Many businesses and other large organizations today use relational database management systems known as on-line transaction processing (OLTP) systems to execute and keep track of business transactions. For example, a company that sells products or services over the Internet may use an OLTP system to record pricing information about each product for sale, billing and shipping information for each purchaser, and sales information for each order made by a purchaser. Other examples of businesses that use OLTP systems include airlines, banks, mail-order companies, supermarkets, and manufacturers.
The data generated and recorded in OLTP systems are valuable to most businesses, because the businesses can aggregate and analyze the data to ascertain the product sales for a particular month, forecast changing trends in product popularity and identify profitable or unprofitable product lines, or otherwise evaluate the businesses' affairs. Aggregating and analyzing this data, however, is computationally expensive and, if performed on the OLTP system itself, would decrease the performance of the OLTP system. Accordingly, it has become common for businesses with OLTP systems to set up a separate computer system, generally known as a “data warehouse,” for the purpose of collecting, aggregating, and analyzing the information contained in the OLTP databases. Data warehouses can grow very large, ranging from gigabytes to many terabytes of data (trillions of bytes). The task of moving data from its original source in OLTP systems to the data warehouse is commonly referred to as data extraction, transport, and loading (ETL).

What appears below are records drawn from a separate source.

PR #262, opened 2020-08-19
Added some tests for Shared State case study.

nmccann:
This is a follow up to #260 - rather than removing something that I (erroneously) thought was unused, I've added tests to verify it's behaviour.

I attempted to write some other tests for the shared behaviour, for example by incrementing the counter, then asserting that the profile's `count` has the correct value, but was unable to test this because the setters for `ProfileState` are private. I had two ideas to address this:
1. Remove the private access modifier (but they may be there for some reason - ex. to further indicate that these should just "mirror" state from elsewhere rather than being changed directly)
2. Add a new type of Step that allows you to delegate to XCTAssert, similar to `do` but it would pass in the current state, allowing you to assert it's current values without having to construct a new instance of the state. Not sure how feasible/desirable this is however.

### DIFF
--- a/Examples/CaseStudies/SwiftUICaseStudiesTests/01-GettingStarted-SharedStateTests.swift
+++ b/Examples/CaseStudies/SwiftUICaseStudiesTests/01-GettingStarted-SharedStateTests.swift
@@ -1,0 +1,77 @@
+import Combine
+import ComposableArchitecture
+import XCTest
+
+@testable import SwiftUICaseStudies
+
+class SharedStateTests: XCTestCase {
+  func testTabRestoredOnReset() {
+    let store = TestStore(
+      initialState: SharedState(),
+      reducer: sharedStateReducer,
+      environment: ()
+    )
+    
+    store.assert(
+      .send(.selectTab(.profile)) {
+        $0.currentTab = .profile
+      },
+      .send(.profile(.resetCounterButtonTapped)) {
+        $0.currentTab = .counter
+      })
+  }
+
+  func testTabSelection() {
+    let store = TestStore(
+      initialState: SharedState(),
+      reducer: sharedStateReducer,
+      environment: ()
+    )
+
+    store.assert(
+      .send(.selectTab(.profile)) {
+        $0.currentTab = .profile
+      },
+      .send(.selectTab(.counter)) {
+        $0.currentTab = .counter
+      })
+  }
+
+  func testIsPrimeWhenPrime() {
+    let store = TestStore(
+      initialState: SharedState.CounterState(alert: nil, count: 3, maxCount: 0, minCount: 0, numberOfCounts: 0),
+      reducer: sharedStateCounterReducer,
+      environment: ()
+    )
+
+    store.assert(
+      .send(.isPrimeButtonTapped) {
+        $0.alert = .init(
+          title: "👍 The number \($0.count) is prime!"
+        )
+      },
+      .send(.alertDismissed) {
+        $0.alert = nil
+      }
+    )
+  }
+
+  func testIsPrimeWhenNotPrime() {
+    let store = TestStore(
+      initialState: SharedState.CounterState(alert: nil, count: 6, maxCount: 0, minCount: 0, numberOfCounts: 0),
+      reducer: sharedStateCounterReducer,
+      environment: ()
+    )
+
+    store.assert(
+      .send(.isPrimeButtonTapped) {
+        $0.alert = .init(
+          title: "👎 The number \($0.count) is not prime :("
+        )
+      },
+      .send(.alertDismissed) {
+        $0.alert = nil
+      }
+    )
+  }
+}
--- a/Examples/CaseStudies/SwiftUICaseStudiesTests/01-GettingStarted-SharedStateTests.swift
+++ b/Examples/CaseStudies/SwiftUICaseStudiesTests/01-GettingStarted-SharedStateTests.swift
@@ -15,9 +15,11 @@ class SharedStateTests: XCTestCase {
     store.assert(
       .send(.selectTab(.profile)) {
         $0.currentTab = .profile
+        $0.profile = .init(currentTab: .profile, count: 0, maxCount: 0, minCount: 0, numberOfCounts: 0)
       },
       .send(.profile(.resetCounterButtonTapped)) {
         $0.currentTab = .counter
+        $0.profile = .init(currentTab: .counter, count: 0, maxCount: 0, minCount: 0, numberOfCounts: 0)
       })
   }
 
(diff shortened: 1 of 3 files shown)


Examples/CaseStudies/SwiftUICaseStudiesTests/01-GettingStarted-SharedStateTests.swift
```diff
@@ -0,0 +1,77 @@
...
+  func testIsPrimeWhenNotPrime() {
+    let store = TestStore(
+      initialState: SharedState.CounterState(alert: nil, count: 6, maxCount: 0, minCount: 0, numberOfCounts: 0),
+      reducer: sharedStateCounterReducer,
+      environment: ()
+    )
+
+    store.assert(
+      .send(.isPrimeButtonTapped) {
+        $0.alert = .init(
```
nmccann, line 68: Another case where it might be nice to have a test Step that allows delegation to XCTAssert with access to the state (doesn't need to be XCTAssert, could just return true if step successful/false if not), is to allow fuzzy matching - ex. if you want to check that `alert` has some value, but you don't care exactly what value. This could allow for tests to be less brittle (exact wording of alert doesn't matter), or to delegate that precision to other tests (ex. one test already checks the exact wording, another test is checking something that requires the alert to be presented but doesn't care about the wording).

mbrandonw:
> * Remove the private access modifier (but they may be there for some reason - ex. to further indicate that these should just "mirror" state from elsewhere rather than being changed directly)

Yeah this is a good point. A way to accomplish this without `private` is to just make the properties `let` and have the mutating method just completely recreate the value:

```swift
  struct ProfileState: Equatable {
    let currentTab: Tab
    let count: Int
    let maxCount: Int
    let minCount: Int
    let numberOfCounts: Int

    fileprivate mutating func resetCount() {
      self = .init(currentTab: .counter, count: 0, maxCount: 0, minCount: 0, numberOfCounts: 0)
    }
  }
```

That should allow you to test and allow you to keep the invariant that this state is a mirror of some other state. If you want to try it out feel free!

> Add a new type of Step that allows you to delegate to XCTAssert, similar to do but it would pass in the current state, allowing you to assert it's current values without having to construct a new instance of the state. Not sure how feasible/desirable this is however.

Yeah this is intersting too. worth thinking about more!

mbrandonw:
Actually on second thought, even with the `private (set)` couldn't you write a test by reconstructing the value completely, i.e. `$0.profile = .init(...)`?

nmccann:
You're absolutely right - I'll push a commit with additional tests using that method.

Examples/CaseStudies/SwiftUICaseStudiesTests/01-GettingStarted-SharedStateTests.swift
```diff
@@ -0,0 +1,103 @@
...
+  func testSharedCounts() {
+    let store = TestStore(
+      initialState: SharedState(),
+      reducer: sharedStateReducer,
+      environment: ()
+    )
+
+    store.assert(
+      .send(.counter(.incrementButtonTapped)) {
+        $0.counter = .init(alert: nil, count: 1, maxCount: 1, minCount: 0, numberOfCounts: 1)
```
nmccann, line 53: Is there a way to send an action to the store without having to assert the changes it makes? I was originally sending a few actions, and only checking the state on the last action, but found that the tests failed because each `send` step said the state had unexpectedly changed. As a result I opted to check the state for each action, which is arguably more correct, but it would still be nice to do such things.

Oddly I was able to bypass the test failure by only checking the state of the counter or the profile, I didn't have to do both - I'm not quite sure why that is (though I ended up checking both anyways since that seems more correct, and makes it more obvious that the two are mirroring one another).

By this I mean:
```
.send(.counter(.incrementButtonTapped)) //This by itself caused a test failure due to unexpected state change

.send(.counter(.incrementButtonTapped)) {
$0.counter = .init(alert: nil, count: 1, maxCount: 1, minCount: 0, numberOfCounts: 1)
} //This didn't have a test failure, even though the profile also changed but wasn't explicitly checked

.send(.counter(.incrementButtonTapped)) {
$0.profile = .init(currentTab: .counter, count: 1, maxCount: 1, minCount: 0, numberOfCounts: 1)
} //This also didn't have a test failure, even though I didn't explicitly check the counter state, which also changed.
```

I'm confused why I can't just omit the closure altogether, yet I can just omit one of the state checks.

mbrandonw: The reason you don't have to do both is because `profile` isn't real state held in the struct, it's just a computed property. Any mutations to it are immediately reflected in the `counter` state, and any mutations to `counter` are immediately reflected in `profile`.

It does make the assertion a little confusing, but at least the assertion is still being exhaustive in what it is checking.

> Is there a way to send an action to the store without having to assert the changes it makes? I was originally sending a few actions, and only checking the state on the last action, but found that the tests failed because each send step said the state had unexpectedly changed. As a result I opted to check the state for each action, which is arguably more correct, but it would still be nice to do such things.

We don't allow this because we want the `assert` helper to be as exhaustive as possible, and for you to really prove that you know how state is mutated each step of the way. Further, if a step ever executed an effect that was fed back into the system you would need to assert against that with a `.receive` step, and we wouldn't want you to be able to skip that either.

Examples/CaseStudies/SwiftUICaseStudiesTests/01-GettingStarted-SharedStateTests.swift
```diff
@@ -0,0 +1,103 @@
...
+        $0.profile = .init(currentTab: .counter, count: 1, maxCount: 1, minCount: 0, numberOfCounts: 1)
+      },
+      .send(.counter(.decrementButtonTapped)) {
+        $0.counter = .init(alert: nil, count: 0, maxCount: 1, minCount: 0, numberOfCounts: 2)
+        $0.profile = .init(currentTab: .counter, count: 0, maxCount: 1, minCount: 0, numberOfCounts: 2)
+      },
+      .send(.counter(.decrementButtonTapped)) {
+        $0.counter = .init(alert: nil, count: -1, maxCount: 1, minCount: -1, numberOfCounts: 3)
+        $0.profile = .init(currentTab: .counter, count: -1, maxCount: 1, minCount: -1, numberOfCounts: 3)
+      })
```
mbrandonw, line 63: Here's another way to do this that might make it clearer how state is changing on a per-field basis:

```suggestion
    store.assert(
      .send(.counter(.incrementButtonTapped)) {
        $0.counter.count = 1
        $0.counter.maxCount = 1
        $0.counter.numberOfCounts = 1
      },
      .send(.counter(.decrementButtonTapped)) {
        $0.counter.count = 0
        $0.counter.numberOfCounts = 2
      },
      .send(.counter(.decrementButtonTapped)) {
        $0.counter.count = -1
        $0.counter.minCount = -1
        $0.counter.numberOfCounts = 3
      })
```

Examples/CaseStudies/SwiftUICaseStudiesTests/01-GettingStarted-SharedStateTests.swift
mbrandonw: Yeah, we would still like people to try to be as exhaustive as possible with their assertions, but I can definitely see a use case for something like that. It would be nice if the steps were more extensible than they are now. Something to think about for the future.

Examples/CaseStudies/SwiftUICaseStudiesTests/01-GettingStarted-SharedStateTests.swift
nmccann: Thank you for that clarification. I think this shows a bit of a flaw with doing shared state - it introduces a bit of "magic" that is hard to reason about. It's good that the architecture is able to support this, but I think I'd try hard to avoid using it in my own applications (or perhaps limit it to read only shared state, as opposed to bidirectional sharing, like the "reset profile" action does).

In regards to the assertions, I acknowledge that it is good to guide users towards more exhaustive tests, but that could also have the downside of users skipping some tests due to the hoops they would have to jump through to handle them.

Perhaps a future improvement could be an alternative less strict assert (maybe `softAssert`? `fuzzyAssert`? `unsafeAssert`?). That said, the testability of this architecture is a big reason why I became interested in it.

Examples/CaseStudies/SwiftUICaseStudiesTests/01-GettingStarted-SharedStateTests.swift
nmccann: That is more readable, though the downside is that it doesn't mention the `profile` at all, so it may not be clear to readers that the changes to counter are also expected to change the profile.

Conventional data extraction, transport, and loading mechanisms are cumbersome. In a typical approach, database administrators generally dump the entire contents of the tables in the OLTP system into flat files, transport the flat files to a staging system, and then load the data in the flat files into the data warehouse. In this approach, the amount of data extracted, transported, and loaded is as immense as the amount of data in the OLTP system, even though only a small percentage of the data on the OLTP system is actually new. Accordingly, there has been much interest in devising ways to reduce the amount of data extracted, transported, and loaded by capturing only the changed data to the database tables of the OLTP system.
Lately, there has been interest in an asynchronous change capture approach for extracting, transporting, and loading data from an OLTP system to a data warehouse. In one asynchronous approach, change data in the form of inserted, updated, and deleted records are captured in recovery logs that are generated by the OLTP system in the normal course of operation. These recovery logs are shipped to the data warehouse, where the change data stored in the recovery logs can be extracted into change tables on the data warehouse without affecting the performance of the OLTP system. Each change table corresponds a source table on the OLTP system and can be used to track historical business data and provide a history of the system by identifying which records in the corresponding source table were updated.
However, there is still a need for high-performance data extracting, transport, and loading on the data warehouse side. For example, in one implementation of an asynchronous change capture needed about 8 hours and 11 minutes to extract changes from a recovery log into 12 different change tables.